Monday, August 10, 2015

Romance Bloomed for a Jew and an Asian American, Until Tribalism Trumped Love

I said I’d convert to placate my boyfriend. But his family would never disregard the fact that I was Korean.

By E. Tammy Kim

New York City’s least remarkable interracial couple is the Asian American woman/Jewish man. In middle-class, over-educated enclaves of Manhattan and Brooklyn, it’s an inescapable pair.

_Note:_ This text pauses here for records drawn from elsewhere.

PR #10363, opened 2026-09-10
fix(teleprompt): partial-credit fraction and zero format_reward handling

### LINKED ISSUE #10362: [Bug] bootstrap_trace partial-credit crashes with TypeError, and a 0.0 format_reward is rescored to the failure penalty
### What happened?

Two related defects in the format-reward path shared by `bootstrap_trace` and GRPO:

**1. The partial-credit branch crashes on every partial parse.**

`dspy/teleprompt/bootstrap_trace.py` (`patched_forward`) computes partial format credit as:

```python
present = list(parsed_result.keys()) if parsed_result else None
expected = list(failed_signature.output_fields.keys())
...
format_reward=format_failure_score
+ (failure_score - format_failure_score) * (present / expected)
```

`present` and `expected` are **lists**, so `present / expected` raises `TypeError: unsupported operand type(s) for /: 'list' and 'list'` the moment an adapter reports a partial parse (e.g. `JSONAdapter.parse` raises `AdapterParseError(parsed_result=fields)` whenever some but not all output fields parse). The intended fraction is `len(present) / len(expected)`.

**2. A legitimate `format_reward` of `0.0` is silently replaced by the failure penalty.**

Both consumers use `or` where `None` is the documented sentinel (`FailedPrediction.format_reward: float | None = None`):

- `bootstrap_trace.py` (`wrapped_metric`): `return prediction.format_reward or format_failure_score`
- `grpo.py`: `score = trace_instance[2].format_reward or self.format_failure_score`

With the in-tree defaults (`failure_score=0`, `format_failure_score=-1`), the fixed partial-credit formula yields `0.0` exactly when every expected field parsed — the best possible partial score — and `0.0 or -1` rescores it to the worst. Same falsy-zero class as #10321 (`seed=0`), applied to training rewards: GRPO then optimizes against corrupted signal.

### Steps to reproduce

```python
import dspy
from dspy.teleprompt.bootstrap_trace import bootstrap_trace_data

class TwoFieldSignature(dspy.Signature):
    text: str = dspy.InputField()
    number: int = dspy.OutputField()
    explanation: str = dspy.OutputField()

# Any LM response that parses only one of the two output fields, e.g.
# '{"number": 1}' under JSONAdapter, raises AdapterParseError with
# parsed_result={'number': 1} -> present truthy -> TypeError above.
```

### Expected

- A partial parse produces `format_failure_score + (failure_score - format_failure_score) * len(present) / len(expected)`.
- Only `format_reward=None` falls back to `format_failure_score`; `0.0` is a real reward and must survive.

I have a fix with a regression test ready and will open a PR.

### DSPy version

main (ca54a855)

CodeAlex52:
## Changes Description

Fixes #10362

Two defects in the format-reward path shared by bootstrap_trace and GRPO:

- Partial format credit divided two lists (present / expected), raising TypeError on every partial parse. It now divides their lengths
- A legitimate format_reward of 0.0 was replaced by the failure penalty because of an or fallback. Only None falls back now, in both bootstrap_trace and grpo

Added a regression test: a two-field signature with a one-field parse scores exactly 0.0 with failure_score=1 and format_failure_score=-1. The test fails on the old code with TypeError and passes with the fix. Ran tests/teleprompt/test_bootstrap_trace.py, 4 passed

## Contributor Checklist

## Warnings

None

### DIFF
--- a/dspy/teleprompt/bootstrap_trace.py
+++ b/dspy/teleprompt/bootstrap_trace.py
@@ -54,7 +54,7 @@ def bootstrap_trace_data(
     def wrapped_metric(example, prediction, trace=None):
         prediction, _ = prediction
         if isinstance(prediction, FailedPrediction):
-            return prediction.format_reward or format_failure_score
+            return prediction.format_reward if prediction.format_reward is not None else format_failure_score
         return metric(example, prediction, trace) if metric else True
 
     # Use `object.__getattribute__` to bypass the custom hook `Module.__getattribute__` so that we avoid
@@ -88,7 +88,7 @@ def bootstrap_trace_data(
                     failed_pred = FailedPrediction(
                         completion_text=completion_str,
                         format_reward=format_failure_score
-                        + (failure_score - format_failure_score) * (present / expected),
+                        + (failure_score - format_failure_score) * (len(present) / len(expected)),
                     )
                 else:
                     failed_pred = FailedPrediction(completion_text=completion_str, format_reward=format_failure_score)
--- a/dspy/teleprompt/grpo.py
+++ b/dspy/teleprompt/grpo.py
@@ -476,7 +476,7 @@ class GRPO(FinetuneTeleprompter):
                             )
 
                             if isinstance(trace_instance[2], FailedPrediction):
-                                score = trace_instance[2].format_reward or self.format_failure_score
+                                score = trace_instance[2].format_reward if trace_instance[2].format_reward is not None else self.format_failure_score
                                 example_training_data[group_idx].append({
                                     "messages": inp_messages,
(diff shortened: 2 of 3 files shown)


CodeAlex52:
Fixed in d1f69ca. The zero-output case now skips the fractional calculation entirely (`if present and expected:`) and keeps the `format_failure_score` baseline — a signature with no output fields can no longer divide by zero when the adapter reports a non-empty partial result. Added `test_bootstrap_trace_zero_output_signature_skips_fractional_credit`, which injects an `AdapterParseError` with a non-empty `parsed_result` against a zero-output signature; it fails on the old guard and passes with the fix.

Yet it took me a while—a decade in the city—to join these ubiquitous ranks. For years I had dated mostly Korean and Asian-American men, opting for bodily familiarity and trying to fulfill my parents’ vision of an appropriate mate. As I hacked my own path through the brush of my early 30s, however, I grew open to new possibilities of attraction and desire.

It’s an experience we’re quickly losing to the glance-and-swipe froideur of Internet dating: the man who’s not your type but sends you reeling in person; the unwelcome Eros that barges its way in. That’s how it was with P., my first Jewish boyfriend, whom I loved and who loved me in equal, unwitting measure. In our universe of two, we might have had many more years ahead of us, but in the real world, we succumbed to the fatal, familial tribalism that dating profiles articulate as “preference.”